= Economics in film =

Santiago Sánchez-Pagés, in The Representation of Economics in Cinema (2021), argues, drawing on Alfred Marshall's definition of economics, that economics is pervasive and therefore "everywhere in cinema", and he links filmmaking to economic modelling through "parallel, symbolic worlds" populated by agents with limited information and constraints shaped by laws, institutions, and social norms. Milica Zarkovic Bookman and Aleksandra S. Bookman, in Economics in Film and Fiction (2009), similarly write that people are consistently exposed to economic principles in films and books even when those principles are not what audiences remember.

==Background==

===Sanchez-Pages===

Alfred Marshall defined economics as the study of "that part of individual and social action which is most closely connected with the attainment and with the use of the material requisites of well-being". In The Representation of Economics in Cinema, Santiago Sanchez-Pages quotes this definition and states that it "highlights the pervasiveness of economics in our lives", adding that economics is an "inescapable reality". Sanchez-Pages also writes, "Because economics is so pervasive in our lives, economics is everywhere in cinema too," and he cites early film examples: Workers Leaving the Lumière Factory (1895), which portrayed laborers leaving the Lumière factory, and D. W. Griffith's A Corner in Wheat (1909), in which a financier cornered the wheat market to control its price.

Sanchez-Pages states that filmmakers create "parallel, symbolic worlds" containing enough elements of reality to be "credible and plausible", and he compares this to "good economic models", which focus on an agent (such as a firm, voter, or consumer) to understand motivations and responses to environmental change. He adds that, like economic agents, film characters "do not have full information" and face constraints described as "laws, institutions, and social norms" that determine which behaviours are acceptable.

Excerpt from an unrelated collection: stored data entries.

Issue #926, opened 2019-08-21
Expose zlib options for DEDICATED_COMPRESSOR


not-implemented:
To optimize memory usage when using DEDICATED_COMPRESSOR it would be nice to make the hardcoded values for `deflateInit2()` in https://github.com/uNetworking/uWebSockets/blob/master/src/PerMessageDeflate.h#L69 configurable.

Is it worthwhile to write a pull-request for that? I can try to add the options to WebSocketBehavior struct?

Example: Currently we use `windowBits = -11, memLevel = 3` with almost the same compression ratio for simple JSON messages ... but reduced zlib RAM usage to ~12-16 KB / client, instead of 300 KB (important when having ~25.000 connections ;-))

alexhultman:
Yes that could make sense but I guess you need to also update the negotiation of permessage-deflate options

alexhultman:
I would like to have simplified options:

From no memory overhead to lots of memory overhead and then many steps in between. I rather have simplified options people can easily grasp than strange knobs few understand.

Maybe simply have an integer going from 0 (off), 1 (shared), 2 (low memory usage), 3 (lots of memory usage), and so on

alexhultman-2fa:
There are formulas for calculating those settings to reach a certain memory usage:

2kb
4kb
8kb
16kb

And so on. It could be made as simple as a set of flags you can specify like COMPRESSOR_16KB,

Anding with DEDICATED_COMPRESSOR.

That way it can be backwards compatible and impossible to specify wrong settings and it becomes easy to tinker with settings in regards to memory usage

alexhultman:
Like I wrote in the PR, I have added DEDICATED_COMPRESSOR_2KB and all the way up to DEDICATED_COMPRESSOR_256KB so that it is super easy to pick one based on ones memory budget. Thanks

not-implemented:
@alexhultman: Very cool, thanks! I hope I will have some time in the near future to test/integrate this (and your changes from december - the new cork() and the improved router) :+1:

not-implemented:
@alexhultman: Works well, thanks!

PR #928, opened 2019-08-26
Implemented CompressorOptions

not-implemented:
I implemented the CompressorOptions (#926) now for the dedicated-compressor (not for the shared one). Please check if it fits your requirements.

By the way: The negotiation of permessage-deflate options (like max-window-bits) does not need to be changed here - as theese are just hints (which are currently ignored anyway). The actual negotiation of deflate-options is done inside the zlib-protocol. (At least in 0.14 we patched just the deflateInit2() params and it runs fine in production :-))

I also renamed CompressOptions -> CompressorType in a separate commit - to avoid naming confusion.
But it's an incompatible change maybe - it's just a proposal :-)

By the way: I added the new option also to the examples - as in C++<=17 all members have to be initialized. What's your plan here for the future? Just wait for C++20, where you can initialize specific members only? :-)

### DIFF
--- a/examples/BroadcastingEchoServer.cpp
+++ b/examples/BroadcastingEchoServer.cpp
@@ -10,6 +10,7 @@ int main() {
     uWS::App().ws<PerSocketData>("/*", {
         /* Settings */
         .compression = uWS::SHARED_COMPRESSOR,
+        .compressorOptions = {},
         .maxPayloadLength = 16 * 1024,
         .idleTimeout = 10,
         /* Handlers */
--- a/examples/EchoServer.cpp
+++ b/examples/EchoServer.cpp
@@ -10,6 +10,7 @@ int main() {
     uWS::App().ws<PerSocketData>("/*", {
         /* Settings */
         .compression = uWS::SHARED_COMPRESSOR,
+        .compressorOptions = {},
         .maxPayloadLength = 16 * 1024,
 	.idleTimeout = 10,
         /* Handlers */
--- a/examples/EchoServerThreaded.cpp
+++ b/examples/EchoServerThreaded.cpp
@@ -18,6 +18,7 @@ int main() {
             uWS::App().ws<PerSocketData>("/*", {
                 /* Settings */
                 .compression = uWS::SHARED_COMPRESSOR,
+                .compressorOptions = {},
                 .maxPayloadLength = 16 * 1024,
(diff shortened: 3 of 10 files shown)


alexhultman:
Interesting

alexhultman:
> The actual negotiation of deflate-options is done inside the zlib-protocol

This is interesting, needs to be tested in Autobahn but seems like it could make sense

examples/BroadcastingEchoServer.cpp
```diff
@@ -10,6 +10,7 @@ int main() {
     uWS::App().ws<PerSocketData>("/*", {
         /* Settings */
         .compression = uWS::SHARED_COMPRESSOR,
+        .compressorOptions = {},
```
alexhultman: This could be dedicatedCompressorOptions, it only applies to dedicated compressors

not-implemented: Yes you are right - it's a bit long - but I don't have a better descriptive name.

Should I change it?

alexhultman:
I have added DEDICATED_COMPRESSOR_2KB and up to 256KB options now. It is possible to compress with a smaller window than what you negotiated because the client still treats the connection as having the big window, yet we, the compressor, does not use it. So it works, but could be improved by telling the client so that it does not have to keep this big window. Thanks for reporting this improvement!

RDP1974:
Hello,

should I suggest to take a look to optimized Zlib libraries for server scalability:
http://www.htslib.org/benchmarks/zlib.html

Actually the Intel version is still the fastest in zcFastest mode (-2 level introduced in the lib).

Kind regards.

Roberto Della Pasqua
www.dellapasqua.com<http://www.dellapasqua.com>

Da: Alex Hultman <notifications@github.com>
Inviato: sabato 29 febbraio 2020 04:09
A: uNetworking/uWebSockets <uWebSockets@noreply.github.com>
Cc: Subscribed <subscribed@noreply.github.com>
Oggetto: Re: [uNetworking/uWebSockets] Implemented CompressorOptions (#928)


I have added DEDICATED_COMPRESSOR_2KB and up to 256KB options now. It is possible to compress with a smaller window than what you negotiated because the client still treats the connection as having the big window, yet we, the compressor, does not use it. So it works, but could be improved by telling the client so that it does not have to keep this big window. Thanks for reporting this improvement!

Sanchez-Pages describes the relationship between economics and film as bidirectional: the economic climate affects cinema’s content and topics, and cinema influences public opinion on economic issues and policy proposals. He reports that Thomas Piketty's book Capital in the Twenty-First Century (2013) sold 2.5 million copies worldwide, while the film The Big Short (2015) sold 8.2 million tickets in the United States, and he adds that film actors and actresses have been catalysts for campaigns with "far-reaching economic implications", citing Blood Diamond (2006) and Dark Waters (2019). Sanchez-Pages further states that many films about business, finance, or unemployment show a "dismissive attitude toward markets and economics as a discipline", and that staggered screenings of The Birth of a Nation (1915) were followed by results that "show" the film "induced" an increase in patriotism (measured by World War I recruiting rates) and strengthened segregation against African Americans in the labor market. He also writes that economists often dismiss filmmakers' contributions to economics, arguing that films "can conveniently illustrate truths economists already know".

===Bookmans===
In Economics in Film and Fiction, the authors write that many people read Charlotte's Web and watched The Wizard of Oz when they were young, but "chances are it's not the economics principles that they remember". They add, "People have consistently been exposed to economics principles in the movies they’ve watched and the books they’ve read." The authors also write, "These same people probably didn't read The Iliad and wonder about the production costs of building the Trojan Horse nor watch Legally Blonde and focus on the price of Elle's shoes."